Racing Aprilia
- Full name: Football Club Aprilia Racing Club
- Founded: 2009 2018 (merged with Racing Fondi)
- Ground: Stadio Quinto Ricci
- Capacity: 2,000
- Chairman: Antonio Pezone
- Manager: Giorgio Galluzzo
- League: Serie D Group G
- 2017–18: Serie D Group G, 6th of 18
- Website: http://www.fcapriliaracingclub.it
| Home colours | Away colours |

= FC Aprilia Racing Club =

Italian football club

Football Club Aprilia Racing Club is an Italian football club based in Aprilia, Latina, Lazio. As of 2018–19 season, Aprilia was participating in Serie D. In 2018, F.C. Aprilia merged with S.S. Racing Club Fondi to form the current club.
== Predecessors==
Associazione Calcio Aprilia was founded in 1971. The club folded in 2009 after last played in Eccellenza Lazio and selling its sports title to form S.S.D. Vigor Cisterna, despite at the same time, investor also bought another sports title to form the phoenix club of Aprilia.

==History==
=== F.C. Rondinelle Latina===
In 2009, investor acquired a sports title in Serie D to found F.C. Rondinelle Latina. The sports title was sold by F.C. Latina after the club was merged with U.S. Virtus Latina to form U.S. Latina Calcio. Despite Rondinelle Latina was named after Latina, the club played in Stadio Quinto Ricci, Aprilia.

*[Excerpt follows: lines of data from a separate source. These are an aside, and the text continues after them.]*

PR #164, opened 2022-10-18
Expose Advanced Options in Job Definition Detail 

### LINKED ISSUE #160: Expose Advanced Options in Job Definition Detail
This issue needs validation

## Description

Currently `Advanced Options` are only shown at the bottom of `Job Detail` page. At the same time, as mentioned by @3coins, fields provided to `Advanced Options` might be / are meaningful for `Job Definition Detail` page too, especially if `Job Definition` can be edited as user might need to edit `Advanced Options` for `Job Definition` too

## Expected behavior

Needs confirmation: `Advanced Options` are shown in Job Definition Detail

andrii-i:
Fixes #160 

## Description

This PR exposes and renders `AdvancedOptions` in `JobDefinitionDetail`. To achieve that, `AdditionalOptions` now also optionally accept `IJobDefinitionModel` in addition to `ICreateJobModel | IJobDetailModel` as a `model`. To minimize changes to how `AdvancedOptions` already work in `Job Detail`, I added 'AdvancedOptions' to `JobDefinitionDetail` vs pulling it up into `JobDetailView`

## Issue Description
Currently Advanced Options are only shown at the bottom of Job Detail page. At the same time, as mentioned by @3coins, fields provided to Advanced Options might be / are meaningful for Job Definition Detail page too, especially if Job Definition can be edited as user might need to edit Advanced Options for Job Definition too

## Expected behavior
Needs confirmation: Advanced Options are available and shown in Job Definition Detail

## Preview
jpb_def_adv_options_below_list

### DIFF
--- a/src/mainviews/detail-view/detail-view.tsx
+++ b/src/mainviews/detail-view/detail-view.tsx
@@ -141,7 +141,6 @@ export function DetailView(props: IDetailViewProps): JSX.Element {
               setListJobsView={props.setListJobsView}
               // Extension point: optional additional component
               advancedOptions={props.advancedOptions}
-              outputFormatsStrings={outputFormatStrings ?? []}
             />
           )}
           {props.model.detailType === 'JobDefinition' && jobDefinitionModel && (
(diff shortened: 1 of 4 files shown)


dlqqq (approved):
Hmm, an obvious issue with this is that it appears the advanced options inputs will still be editable in the detail view. We should add a `readonly` boolean prop to the existing advanced options API to address this, but there's no need to do so at this very moment.

andrii-i:

Good point. Created #165 to track it (also part of / mentioned in #87)

PR #167, opened 2022-10-19
Fix for create job UI when error is returned from backend

3coins:
Current create job UI is unstable if an error is returned from backend after form submit. The cause of this error was incorrect type in the error handler code. This PR fixes this code, so that correct error message is passed on to the model for rendering.


jweill-aws (approved):
Thanks for fixing this!

PR #189, opened 2022-10-23
Added jobs directory to store input copy and outputs

### LINKED ISSUE #162: store absolute paths for output files in DB
### Problem

Storing job output directories as relative to the server root fails if the server is shut down and then started in a different directory.

### Proposed Solution

- when building the output directory path in the backend, store it in the DB as an absolute path
- when returning output file paths from the backend, always have it be relative to the server root

However, it's not clear how the backend would handle output file paths from entirely disjoint directories. Take the following directory structure:

```
/home/user/
|_ a/
|_ b/
```

If a job were created when `a/` was the server root, then when `b/` is the server root, how are those output paths returned from the backend? Files under `a/` are inaccessible to the ContentsManager and cannot be viewed via the JL UI when served from `b/`. I believe that in this case, the backend should just return the absolute file path and the frontend can handle the UI accordingly, via determining if the path is absolute or not. Perhaps greying out the output files link and then rendering a tooltip (cannot view files outside server root)?

3coins:
## Description

- removes "re-run job" functionality
- removes "input URI", replaced with "input filename"
- renames "output files" to "job files"
- copies input files to staging area upon creation of job & job definition
- execution manager reads input file from staging area rather than user's original input file under server root
- input files are included when downloading job files

## Issues closed

- Closes #162
- Closes https://github.com/jupyter-server/jupyter-scheduler/issues/192


3coins:
Added unit tests for job files manager.

andrii-i:
Fixes #192

PR #197, opened 2022-10-24
Adds default compute type to runtime env model, uses it

### LINKED ISSUE #188: Default compute type per environment
### Problem

Currently, we default to the first compute type per environment (#177). We may want to enable an environment to provide a default compute type along with the list of supported compute type values.

### Proposed Solution

Modify the API return type to allow not only a list of compute types, but also a preferred compute type.

In the UI, if no compute type is yet selected (i.e., the user is creating a job and has just selected the environment), by default, display the preferred compute type.

jweill-aws:
Fixes #188. Modifies the backend Python code to add a `default_compute_type` compute type to the `RuntimeEnvironment` model. If a `default_compute_type` is present in the model returned by the Python backend, the front-end code will default to it when an environment is selected. If no default compute type is present in the model, the UI will continue to select the first compute type (see #187).

In the demo below, a custom handler creates three compute types, suffixed `-a`, `-b`, and `-c`, in that order. The default compute type ends in `-b`.

https://user-images.githubusercontent.com/93281816/197642760-53f186e3-9a34-4a1e-bdbd-719e3541a246.mov

### DIFF
--- a/src/mainviews/create-job.tsx
+++ b/src/mainviews/create-job.tsx
@@ -96,7 +96,7 @@ export function CreateJob(props: ICreateJobProps): JSX.Element {
         if (
           envList[0].default_compute_type &&
           envList[0].compute_types &&
-          envList[0].default_compute_type in envList[0].compute_types
+          envList[0].compute_types.indexOf(envList[0].default_compute_type) >= 0
         ) {
           newComputeType = envList[0].default_compute_type;
         }
@@ -181,7 +181,7 @@ export function CreateJob(props: ICreateJobProps): JSX.Element {
         envObj &&
         envObj.default_compute_type &&
         envObj.compute_types &&
-        envObj.default_compute_type in envObj.compute_types
+        envObj.compute_types.indexOf(envObj.default_compute_type) >= 0
       ) {
         newComputeType = envObj.default_compute_type;
       }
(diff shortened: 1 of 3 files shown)


src/mainviews/create-job.tsx
```diff
@@ -89,10 +89,22 @@ export function CreateJob(props: ICreateJobProps): JSX.Element {
...
       setEnvironmentList(envList);
       if (envList.length === 1) {
+        // If no default compute type is specified, show the first one by default
+        let newComputeType = envList[0].compute_types?.[0];
+
+        // Validate that the default compute type is in fact in the list
+        if (
+          envList[0].default_compute_type &&
+          envList[0].compute_types &&
+          envList[0].compute_types.indexOf(envList[0].default_compute_type) >= 0
```
andrii-i, line 99: `envList[0].compute_types.includes(envList[0].default_compute_type)` could be used here. It would save just 3 characters (no >= 0 needed) but might improve readability. At your discretion

src/mainviews/create-job.tsx
```diff
@@ -160,13 +172,23 @@ export function CreateJob(props: ICreateJobProps): JSX.Element {
...
-    // if setting the environment, default the compute type to its first value (if any are present)
+    // if setting the environment, default the compute type to its default value or its first value
     if (target.name === 'environment') {
       const envObj = environmentList.find(env => env.name === target.value);
+      // Validate that the default compute type is in fact in the list
+      let newComputeType = envObj?.compute_types?.[0];
+      if (
+        envObj &&
+        envObj.default_compute_type &&
+        envObj.compute_types &&
```
andrii-i, line 183: As an option can be shortened to:
```
        envObj?.default_compute_type &&
        envObj?.compute_types &&
```

andrii-i (approved):
LGTM, left some minor code optimization suggestions to be taken at your discretion

Issue #196, opened 2022-10-24
Select all output formats by default


jweill-aws:
### Problem

When creating a new job or job definition, when selecting an environment, the user must select output formats. A default set of output formats, `["ipynb"]`, is used if a user selects none.

### Proposed Solution

Select all output formats by default. If a user selects no output formats, run the notebook and do not specify any output formats.

PR #198, opened 2022-10-24
Select all output formats by default

andrii-i:
## Description
Takes care of "select all output formats by default" part of  #196 
"Allow for selection of no formats" would be taken care of in a separate PR 

## Preview
out_form

### DIFF
--- a/src/mainviews/create-job.tsx
+++ b/src/mainviews/create-job.tsx
@@ -91,6 +91,7 @@ export function CreateJob(props: ICreateJobProps): JSX.Element {
     const setList = async () => {
       const envList = await api.getRuntimeEnvironments();
       setEnvironmentList(envList);
+      let environment = props.model.environment;
       if (envList.length === 1) {
         // If no default compute type is specified, show the first one by default
         let newComputeType = envList[0].compute_types?.[0];
@@ -108,6 +109,14 @@ export function CreateJob(props: ICreateJobProps): JSX.Element {
           ...props.model,
           environment: envList[0].name,
           computeType: newComputeType
+        });
+        environment = envList[0].name;
+      }
+      const outputFormats = outputFormatsForEnvironment(envList, environment);
+      if (outputFormats) {
+        props.handleModelChange({
+          ...props.model,
+          outputFormats: outputFormats.map(format => format.name)
         });
       }
     };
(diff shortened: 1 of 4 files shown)


src/mainviews/create-job.tsx
```diff
@@ -101,10 +105,26 @@ export function CreateJob(props: ICreateJobProps): JSX.Element {
...
+        )?.map(format => format.name);
+
         props.handleModelChange({
           ...props.model,
           environment: envList[0].name,
-          computeType: newComputeType
+          computeType: newComputeType,
+          outputFormats: outputFormats
+        });
+        environment = envList[0].name;
```
dlqqq, line 116: This assignment is unnecessary since `environment` doesn't get used after this. Remove the declaration on line 94 and delete this line.

src/mainviews/create-job.tsx
```diff
@@ -101,10 +105,26 @@ export function CreateJob(props: ICreateJobProps): JSX.Element {
...
+      } else {
+        const outputFormats = outputFormatsForEnvironment(
+          envList,
+          environment
+        )?.map(format => format.name);
```
dlqqq, line 121: You don't need to set `outputFormats` here in the `else` case since `props.model.environment` is an empty string. We don't select a default environment in the case where there is more than one environment supported.

src/mainviews/create-job.tsx
```diff
@@ -184,10 +201,15 @@ export function CreateJob(props: ICreateJobProps): JSX.Element {
...
+      const newEnvOutputFormats = outputFormatsForEnvironment(
+        environmentList,
+        target.value
+      )?.map(format => format.name);
       props.handleModelChange({
         ...props.model,
         environment: target.value,
-        computeType: newComputeType
+        computeType: newComputeType,
+        outputFormats: newEnvOutputFormats
```
dlqqq, line 212: The problem is that the UI is not reflecting the actual state of the model when you change the environment. When selecting a new environment, all output formats are re-enabled in the model, but this is not reflected in the UI.

https://user-images.githubusercontent.com/44106031/197876814-ec6df15c-8528-4149-a827-64655cec2ee0.mov

To remedy this, change the `defaultChecked` prop in `output-format-picker.tsx` to `checked`. `defaultChecked` is only respected at initial render, and should only be used for uncontrolled components.

dlqqq (changes requested):

src/mainviews/create-job.tsx
andrii-i: This makes sense, thanks for explanations

andrii-i:
Updated preview in the PR description

dlqqq (approved):
Love how much shorter the diff is after your revisions. Looks great 👍

andrii-i:
I'm particularly happy that if-else branching in useEffect is not necessary

PR #202, opened 2022-10-25
Support backends without `total_count` in list views

### LINKED ISSUE #182: UI pagination support for backends that doesn't support total count
### Problem
Certain backends will not support a total count returned in their list APIs. The pagination component in this case will be incompatible showing, for example `0-0 of 0` in the counts.
Screen Shot 2022-10-21 at 12 42 55 PM

### Proposed Solution
Enhance the pagination component to stop showing count if a zero is returned. In addition, pagination should only show the next and previous buttons to indicate that there are more pages available.

### Additional context
Version: 0.5.1

dlqqq:
- correctly renders row count label even when `total_count` is not implemented by the backend
- fixes seed script and uses real input files (ported from #175)
- fixes lint

## Expected behavior

- until last page is reached, the total row count should be rendered with a '+' to indicate more rows may be present
- upon reaching the last page, '+' should disappear and the next button should be disabled
- going back after reaching the last page should keep the '+' hidden as we now know the total count

## To reproduce

Run the seed script. It's intended to have JupyterLab served from `dev/`.

```
cd dev/
python seed.py
jupyter lab
```

Then change the body of `SchedulerService.getJobs()` in `handler.ts`:

```
    ...
    // eslint-disable-next-line @typescript-eslint/ban-ts-comment
    // @ts-ignore
    delete data.total_count;
    return data as Scheduler.IListJobsResponse;
```

## Demo

https://user-images.githubusercontent.com/44106031/197866246-a83454e8-5549-4415-8f78-866043cb668c.mov

## Issues closed

- Closes #182.

### DIFF
--- a/src/components/advanced-table/advanced-table.tsx
+++ b/src/components/advanced-table/advanced-table.tsx
@@ -175,8 +175,8 @@ export function AdvancedTable<
           return trans.__('%1–%2 of %3', from, loadedRows, loadedRows);
         } else {
           return (
-            trans.__('%1–%2 of %3', from, to, loadedRows) +
-            (nextToken === undefined ? '' : '+')
+            trans.__('%1–%2 of %3', from, to,
+              loadedRows + (nextToken === undefined ? '' : '+'))
           );
         }
       } else {
--- a/src/components/advanced-table/advanced-table.tsx
+++ b/src/components/advanced-table/advanced-table.tsx
@@ -1,10 +1,12 @@
-import React, { useEffect, useState } from 'react';
+import React, { useCallback, useEffect, useState } from 'react';
 
 import { useTheme } from '@mui/material/styles';
 import Table from '@mui/material/Table';
 import TableContainer from '@mui/material/TableContainer';
 import TableBody from '@mui/material/TableBody';
-import TablePagination from '@mui/material/TablePagination';
+import TablePagination, {
+  LabelDisplayedRowsArgs
+} from '@mui/material/TablePagination';
 import Paper from '@mui/material/Paper';
 
 import { Scheduler } from '../../handler';
@@ -20,7 +22,7 @@ export type AdvancedTableColumn = {
 type AdvancedTablePayload =
   | {
       next_token?: string;
-      total_count: number;
+      total_count?: number;
     }
   | undefined;
 
@@ -69,7 +71,7 @@ export function AdvancedTable<
 >(props: AdvancedTableProps<P, Q, R>): JSX.Element {
   const [rows, setRows] = useState<R[]>();
   const [nextToken, setNextToken] = useState<string>();
-  const [totalCount, setTotalCount] = useState<number>(0);
+  const [totalCount, setTotalCount] = useState<number>();
   const [page, setPage] = useState<number>(0);
   const [maxPage, setMaxPage] = useState<number>(0);
   const [loading, setLoading] = useState<boolean>(true);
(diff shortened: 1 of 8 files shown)


dlqqq:
Let's not merge this until we get feedback from @ellisonbg.

src/components/advanced-table/advanced-table.tsx
```diff
@@ -153,8 +155,35 @@ export function AdvancedTable<
...
+   */
+  const labelDisplayedRows = useCallback(
+    ({ from, to, count }: LabelDisplayedRowsArgs) => {
+      if (count === -1) {
+        const loadedRows = rows?.length ?? 0;
+        if (onLastPage) {
+          // for some reason `to` is set incorrectly on the last page in
+          // server-side pagination, so we need a custom template literal for
+          // this case.
+          return `${from}-${loadedRows} of ${loadedRows}`;
```
jweill-aws, line 173: This should use `trans.__()` for localization.

src/components/advanced-table/advanced-table.tsx
```diff
@@ -153,8 +155,35 @@ export function AdvancedTable<
...
+        } else {
+          return (
+            `${from}-${to} of ${loadedRows}` +
```
jweill-aws, line 176: This should also use `trans.__()`. I don't think that the "25+", "50+" values are meaningful. The user already knows that there is a next page if the `>` button is active. I think that if the system doesn't provide a total count, we should just display `X–Y` instead of `X–Y of Y+`.

src/components/advanced-table/advanced-table.tsx
dlqqq: I don't think `trans.__()` works for dynamic strings like this. To my recollection, it's implemented naively as a dictionary mapping English strings to their localized counterparts. There's no way that would work with dynamic strings, since you would need a key for every possible string that can be generated from this template literal.

I suppose we could translate the word "of", but that brings its own localization difficulties.

I'd say for now we just leave this as-is for now until we find a better localization implementation that can handle this case.

jweill-aws: `trans_('%1–%2 of %3', from, to, total)`

src/components/advanced-table/advanced-table.tsx
dlqqq: I disagree. It's not clear with just `X-Y` that it's referring to the row count. For example, given a page size of 5 (e.g. in the detail views), it's not immediately obvious that the string `1-5` refers to the rows in my table. The user would have to count the 5 rows in the table and then infer "ah, this is referring to how many rows are being rendered by the table". `1-5 of 5+` makes this more clear.

src/components/advanced-table/advanced-table.tsx
dlqqq: TY! I apologize for not doing more research on my own here.

src/components/advanced-table/advanced-table.tsx
andrii-i: That's an interesting discussion. I believe both points of view are valid with concern that @dlqqq raised about @jweill-aws offer potentially solved by using `Rows X-Y` instead of just `X-Y`

src/components/advanced-table/advanced-table.tsx
```diff
@@ -153,8 +157,35 @@ export function AdvancedTable<
...
+        const loadedRows = rows?.length ?? 0;
+        if (onLastPage) {
+          // for some reason `to` is set incorrectly on the last page in
+          // server-side pagination, so we need to build the string differently
+          // in this case.
+          return trans.__('%1–%2 of %3', from, loadedRows, loadedRows);
+        } else {
+          return (
+            trans.__('%1–%2 of %3', from, to, loadedRows) +
+            (nextToken === undefined ? '' : '+')
```
jweill-aws, line 179: Localized strings shouldn't be concatenated with other strings, even for one character. This covers languages like Japanese where the `loadedRows` parameter wouldn't appear last.

```suggestion
            trans.__('%1–%2 of %3', from, to,
              loadedRows + (nextToken === undefined ? '' : '+'))
```

src/components/advanced-table/advanced-table.tsx
dlqqq: Let's discuss this as a team later, and we can open a follow-up PR if necessary.

jweill-aws (approved):

PR #206, opened 2022-10-26
Creates directory based on job name, not based on timestamp

### LINKED ISSUE #201: Directory name conflict if two jobs have the same input filename
## Description

If two jobs have the same input filename and execute within one second of each other, they will attempt to create the same directory under `jobs/`. This is destructive and will cause one of the jobs to fail.

## Reproduce

1. Create job A on filename F to run every hour on the hour.
2. Create job B on filename F to run every hour on the hour.
3. Wait for the top of the hour.
4. Only A or B runs successfully.

## Expected behavior

Both A and B run successfully.

## Context

We need to name subdirectories in a way that avoids conflict and without too much verbosity. (Appending the job ID would avoid conflict, but job IDs are long.)

jweill-aws:
Fixes #201.

Old file structure, using the filename "stem" and the run timestamp:

`jobs/plot-2022-10-26-12-0813-PM/plot.ipynb`

New file structure, using the filename stem and the job ID:

`jobs/plot-6d56ab09-da11-4599-a503-7c3b43c7e3e1/plot.ipynb`

This change also introduces a `-` delimiter between minutes and seconds above.

### DIFF
--- a/jupyter_scheduler/orm.py
+++ b/jupyter_scheduler/orm.py
@@ -8,7 +8,7 @@ from sqlalchemy import Boolean, Column, Integer, String, create_engine
 from sqlalchemy.orm import declarative_base, declarative_mixin, registry, sessionmaker
 
 from jupyter_scheduler.models import EmailNotifications, Status
-from jupyter_scheduler.utils import create_output_filename, get_utc_timestamp
+from jupyter_scheduler.utils import get_utc_timestamp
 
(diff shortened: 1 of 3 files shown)


andrii-i (approved):
This looks good to me. @dlqqq also wanted to review this PR so he might have more comments

3coins (approved):

PR #441, opened 2023-05-30
fix: updated reference format used in export endpoints

KristianKjerstad:
#414


src/features/export/use_cases/export_meta_use_case.py
```diff
@@ -69,15 +70,34 @@ def _collect_entity_meta_by_path(
...
+    document_service = DocumentService(user=user)
+    if "://" not in reference:
+        reference = f"/{reference}"
+    resolved_reference: ResolvedReference = resolve_reference(reference, document_service.get_data_source)
+    data_source_id = resolved_reference.data_source_id
     data_source = get_data_source(data_source_id, user)
 
-    path_elements = path.split("/")
-    root_package_name = path_elements.pop(0)
+    path_elements = reference.strip("/").split("/")
```
ingeridhellen, line 91: What if reference has protocol? Perhaps use reference_to_reference_items instead?

ingeridhellen (changes requested):

PR #443, opened 2023-05-30
Refactor/merge remove endpoints

eoaksnes:

* Update/merge "delete_document" to handle new reference format
* resolve_reference() now accepts param "resolve", used to decide whether or not to resolve the target of a reference if it's a Reference type-

* Support new reference format

Rebase of https://github.com/equinor/data-modelling-storage-service/pull/437 (keep history)


src/common/utils/delete_documents.py
```diff
@@ -14,6 +14,25 @@ def delete_list_recursive(value: Union[list, dict], data_source: DataSource):
...
 
 
+def delete_by_attribute_path(document: dict, path: list[str], data_source: DataSource, get_data_source) -> dict:
+    target = document
+    path_elements = [e.strip("[]./") for e in path]
+    for element in path_elements[:-1]:  # Step through all the path items except the last one that should be deleted
+        if isinstance(target, list):
+            target = target[int(element)]
+        else:
+            target = target[element]
```
ingeridhellen, line 24: Couldn't you use find (src/common/utils/data_structure/find.py) for this?

src/common/utils/delete_documents.py
```diff
@@ -14,6 +14,25 @@ def delete_list_recursive(value: Union[list, dict], data_source: DataSource):
...
+
+    if isinstance(target, list):
+        delete_dict_recursive(target[int(path_elements[-1])], data_source=data_source)
+        del target[int(path_elements[-1])]
+    else:
+        delete_dict_recursive(target[path_elements[-1]], data_source=data_source)
```
ingeridhellen, line 30: How do you know that `target[path_elements[-1]` is a dict? The function has no docstring stating that the path must lead to a dict and not a list

src/common/utils/resolve_reference.py
```diff
@@ -103,16 +100,23 @@ def get_entry_point(self, data_source: DataSource) -> Tuple[dict, str]:
...
         return result[0], result[0]["_id"]
 
-    def get_child(self, document: dict | list, data_source: DataSource, get_data_source: Callable) -> Tuple[Any, str]:
+    def get_child(
+        self, document: dict | list, data_source: DataSource, get_data_source: Callable, resolve: bool = False
+    ) -> Tuple[Any, str]:
         # Search inside an existing document (need to resolve any references first before trying to compare against filter)
         elements = [
-            resolve_reference(f"/{data_source.name}/{f['address']}", get_data_source).entity if is_reference(f) else f
+            resolve_reference(f"/{data_source.name}/{f['address']}", get_data_source, resolve).entity
```
ingeridhellen, line 108: We should always resolve the references before searching in them, I think. Or can you think of a reason why we'd need queries like `[(type=reference)]`?

src/common/utils/resolve_reference.py
```diff
@@ -124,9 +128,11 @@ class AttributeItem:
     path: str
 
     def __repr__(self):
-        return f'Attribute="{self.path}"'
+        return self.path
 
-    def get_child(self, document: dict | list, data_source: DataSource, get_data_source: Callable) -> tuple[Any, str]:
+    def get_child(
+        self, document: dict | list, data_source: DataSource, get_data_source: Callable, resolve: bool = False
```
ingeridhellen, line 134: This function does not use the resolve input param. So the param only has effect on queries? That's unintuitive.
I don't like this new resolve parameter. I think resolve_reference never should return a resolved document. It should only resolve while nesting downwards. If the caller needs to get the entity resolved it can do so itself easily

src/services/document_service.py
```diff
@@ -318,32 +284,21 @@ def update_document(
...
-            child_node_ids = (child.node_id for child in parent.children[0].children if child.uid == sub.document_id)
-            child_node_id = next(child_node_ids)
-
-            # The first child of a directory is always 'content'
-            parent.children[0].remove_by_child_id(child_node_id)
-            self.save(parent, data_source_id)
-            delete_document(data_source, document_id=sub.document_id)
+        resolved_reference: ResolvedReference = resolve_reference(reference, self.get_data_source)
+        # If the reference goes through a parent, get the parent document
+        document = data_source.get(resolved_reference.document_id)
```
ingeridhellen, line 293: Could you move this inside the if sentence? There is no need to get the document if there is no attribute path.

KristianKjerstad:
I think 2 tests must be updated: 

https://github.com/equinor/data-modelling-storage-service/blob/master/src/tests/bdd/document/remove_by_path.feature#L60

https://github.com/equinor/data-modelling-storage-service/blob/master/src/tests/bdd/document/remove_by_path.feature#L102

ingeridhellen (changes requested):

eoaksnes:
> I think 2 tests must be updated:
> 
> https://github.com/equinor/data-modelling-storage-service/blob/master/src/tests/bdd/document/remove_by_path.feature#L60
> 
> https://github.com/equinor/data-modelling-storage-service/blob/master/src/tests/bdd/document/remove_by_path.feature#L102

They are updated, you look at the master branch :)

src/features/document/document_feature.py
```diff
@@ -11,12 +11,18 @@
...
 from .use_cases.update_document_use_case import update_document_use_case
 
 router = APIRouter(tags=["default", "document"], prefix="/documents")
 
+"""    - **reference**: A reference to a package or a data source
+      - By id: PROTOCOL://DATA SOURCE/$ID.Attribute
+      - By path: PROTOCOL://DATA SOURCE/ROOT PACKAGE/SUB PACKAGE/ENTITY.Attribute
+      - By query: PROTOCOL://DATA SOURCE/$ID.list(key=value)
+
+      The PROTOCOL is optional, and the default is dmss."""
```
KristianKjerstad, line 24: Looks like this comment about reference is moved out from function docstring. The advantage with keeping it in the docstring is that it will be included in the swagger documentation  - I would prefer to move it back into the function docstring

src/common/utils/resolve_reference.py
```diff
@@ -237,8 +246,10 @@ class ResolvedReference:
     entity: dict | list
 
 
-def resolve_reference(reference: str, get_data_source: Callable) -> ResolvedReference:
-    """Resolve the reference into a document."""
+def resolve_reference(reference: str, get_data_source: Callable, resolve: bool = False) -> ResolvedReference:
+    """Resolve the reference into a document.
+
+    resolve: Resolve the target if it's a reference"""
```
KristianKjerstad, line 252: The extra "resolve" argument is q bit confusing. 
I'm not sure what it means to call resolve_reference() with resolve = False? That document returned in the  ResolvedReference is not a dict?

src/common/utils/get_blueprint.py
```diff
@@ -18,6 +19,12 @@ def get_blueprint(self, type: str) -> Blueprint:
         resolved_reference: ResolvedReference = resolve_reference(
             type, lambda data_source_name: get_data_source(data_source_name, self.user)
         )
+        if is_reference(resolved_reference.entity):
+            resolved_reference = resolve_reference(
+                f"{resolved_reference.data_source_id}/{resolved_reference.entity['address']}",
```
ingeridhellen, line 24: sometimes the address already contains a datasource. ex L70 in test_reference_resolve

src/common/utils/get_blueprint.py
```diff
@@ -18,6 +19,12 @@ def get_blueprint(self, type: str) -> Blueprint:
...
+                lambda data_source_name: get_data_source(data_source_name, self.user),
+            )
+            return Blueprint(resolved_reference.entity, type)
```
ingeridhellen, line 27: you can remove this line

src/common/utils/get_resolved_document_by_id.py
```diff
@@ -73,6 +73,10 @@ def get_complete_sys_document(
         address = f"{data_source.name}/{address}"
 
     resolved_reference: ResolvedReference = resolve_reference(address, get_data_source)
+    if is_reference(resolved_reference.entity) and resolve_links:
+        resolved_reference = resolve_reference(
+            f"{resolved_reference.data_source_id}/{resolved_reference.entity['address']}", get_data_source
```
ingeridhellen, line 78: the address may contain datasource already

src/common/utils/resolve_reference.py
```diff
@@ -102,14 +102,17 @@ def get_entry_point(self, data_source: DataSource) -> Tuple[dict, str]:
         return result[0], result[0]["_id"]
 
     def get_child(self, document: dict | list, data_source: DataSource, get_data_source: Callable) -> Tuple[Any, str]:
+        if isinstance(document, dict) and is_reference(document):
+            document = resolve_reference(f"/{data_source.name}/{document['address']}", get_data_source).entity
```
ingeridhellen, line 106: same

ingeridhellen (approved):

src/common/utils/delete_documents.py
ingeridhellen: Added as subissue in https://github.com/orgs/equinor/projects/189/views/3?reload=true&pane=issue&itemId=27214325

On 26 May 2010 the club changed the name to F.C. Aprilia.

===F.C. Aprilia===
At the end of the 2010–11 season the club won group G of Serie D and was promoted to Lega Pro Seconda Divisione.

The debut in the Lega Pro Seconda Divisione for the 2011–2012 season was very satisfying finishing fifth and securing a place in the playoffs for promotion to Lega Pro Prima Divisione, losing in the semi-final to Chieti.

===F.C. Aprilia Racing Club===
The club changed its denomination to F.C. Aprilia Racing Club in 2018, after Antonio Pezone, former owner of Racing Roma and Racing Fondi, merging the latter with F.C. Aprilia.

==Crest==
The club used the coat of arms of the city and comune as the main element of the club logo. However, it used the former version of the coat of arms, which the crown in the coat of arms was changed.